Richland County continues to find ways to get the job done, and keep its undefeated stretch going. 

“In the season and times that we live in right now, there are so many things able to go wrong with quarantining and things that we have had some keys guys miss games,” Travis said. “And we are so deep that we still win when we don’t have everyone or [are] not at 100 percent.

“I think we have different guys for different situations, so one night might call for other guys that provide more strength and toughness, while the next night will require a little more outside shooting,” Travis continued. “And I think people understand these roles and step up when it is their time.”

Travis has become one of southern Illinois’ top producers, showing an all-around game that frequently has him finishing smoothly and efficiently at the rim.

“The most important thing for me is the off-season work I put in, working on my game both on the court and a bunch of work in the weight room,” Travis said. “But last year helped me a lot because we had no seniors so I got to step up last year and fill that role.”

Defeating Mt. Carmel Friday in a raucous environment, gave the battle-tested Tigers another boost of confidence. 

“We need(ed) to be ready for them to give us everything they have, and we have to play well because life on the road is tough,” Travis said.  “So staying mentally tough is one of the biggest things we try and keep at the forefront of everything we do. But with all that being said, we did beat them twice and we have a really good all-around team, so there is still a confidence with that that needs to be brought to the game.”

 

The Tigers’ best overall state finish in coach Rob Flanagan’s tenure, a stretch that dates back to 1998, was third in 2A in 2008. The Tigers’ last regional title, which was in 2A, came in the 2011-12 season.

This year, Richland County is one of the smaller 3A programs in the state at 735 students. The cut-off for 3A currently for basketball is (685.1) and over.

As for Travis, his goals going forward remain simple. 

“Just keep showing up each game to give ourselves a chance to win,” Travis said. “A goal of mine has always been to be a part of the first 3A regional championship team at Olney.”

 

Mt. Carmel got 10 points from Blayne Sisson and 9 each from Gage Kennard and Gavin Smith. Smith in particular came through with timely buckets in the second half that gave Mt. Carmel life and several early fourth-quarter leads.

Kennard has been the team’s primary scorer, filling up the hoop to the tune of 22 points per game. 

“He has started since he was a freshman and has always been a great shooter, but this year he has really added a lot to his game,” Aces coach Tyler Buss said. “He’s scoring in a variety of different ways for us.” 

Buss said the team is at its best when wearing opponents down with its defense and pressure. That has led to strong second halves of play for the Aces.

Of the Aces’ five losses, three have come to Olney. The two squads could play a fourth time, as the Little Illini Conference Tournament looms. 

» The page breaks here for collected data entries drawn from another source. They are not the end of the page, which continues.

Issue #1775, opened 2025-03-19
Move layered node image definition to new openshift/node repo


jlebon:
Currently, this repo contains both the definition of the base RHCOS bootable container (which includes `image.yaml`, used for disk image creation) and the layered node image (`Containerfile`).

Those two are attached to different versioning. E.g. the layered node image content should keep following OCP branching, but that doesn't make sense for the RHEL-versioned base image. Additionally, having both defined in the same repo is confusing because it's not clear which file pertains to which and what exactly CI is testing.

See also: https://github.com/openshift/enhancements/blob/master/enhancements/rhcos/split-rhcos-into-layers.md#re-organize-repos

Here's a starting proposal:
- We create a new openshift/node repo and move everything related to building the node image there. We can then also start adding more OCP-specific things, like some of the MCO static templates. That repo follows OCP branching.
- We stop branching this repo for OCP versions. We start branching this repo for RHEL EUS versions. Once dual stream happens, one branch would capture definitions for both RHEL 9.x and RHEL 10.y versions that were released together on the OCP side.
- We rename this repo to openshift/coreos? Optional, but I think it'd be clearer than the generic "os" name.

One thing I had considered was to have the RHCOS/SCOS base definition be defined in Gitlab instead, closer to rhel-bootc/centos-bootc. But I think the pull from OpenShift CI and its integration with GitHub is too strong to ignore. A lot of CI happens at the node layer, but I want us to also be able to easily run cluster tests when the base layer changes.

dustymabe:
I'm generally in favor, but do have some comments.



> * We create a new openshift/node repo and move everything related to building the node image there. We can then also start adding more OCP-specific things, like some of the MCO static templates. That repo follows OCP branching.

SGTM

> * We stop branching this repo for OCP versions. We start branching this repo for RHEL EUS versions. Once dual stream happens, one branch would capture definitions for both RHEL 9.x and RHEL 10.y versions that were released together on the OCP side.

This one is less clear. We branch for RHEL EUS versions but also define el9 and el10 (and eventually el11) together in the latest development branch?

> 
> * We rename this repo to openshift/coreos? Optional, but I think it'd be clearer than the generic "os" name.

meh.. maybe, but I would put this low on the priority list especially if there is a lot of work that has to be done in various places to support it.

dustymabe:
[...]

PR #1811, opened 2025-05-01
tree: delete base compose files, rework README

jlebon:
This is part of https://github.com/openshift/os/issues/1775. See individual commit messages.


jlebon:
OK, this should be ready to go now!

jlebon:
OK right, this requires https://github.com/openshift/release/pull/64590.

Note I do delete the `ci/prow/validate` entrypoint here (since I nuke the entire `ci/prow-entrypoint.sh` script. I think it totally makes sense to have a validation check here, but we should think about how to share it with rhel-coreos-config instead of duplicating it here. Probably cleanest is in rhel-coreos-config, we split it out of `ci/prow-entrypoint.sh` into its own `ci/validate.sh` and here, we just `curl` that down and run it?

Anyway, for now I've dropped it but we can re-add it soon.

jlebon:
OKD AWS e2e test failure seems unrelated. Node did come up.
So this just needs a `/lgtm`!

dustymabe (approved):
/lgtm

“We need to get back to what got us off to a great start,” Buss said. “We have hit a rough patch and we are really going to rely on our upperclassmen to lead us through this. We need to be more consistent on the offensive end. Not just shooting the ball but paying attention to detail and just cleaning up a lot of our actions. I really feel that at its best, this team is good enough to win a regional and sectional. But we have also shown if we don’t bring it on both ends we could get beat by just about anyone.”

This story has been updated with quotes from Aces coach Tyler Buss.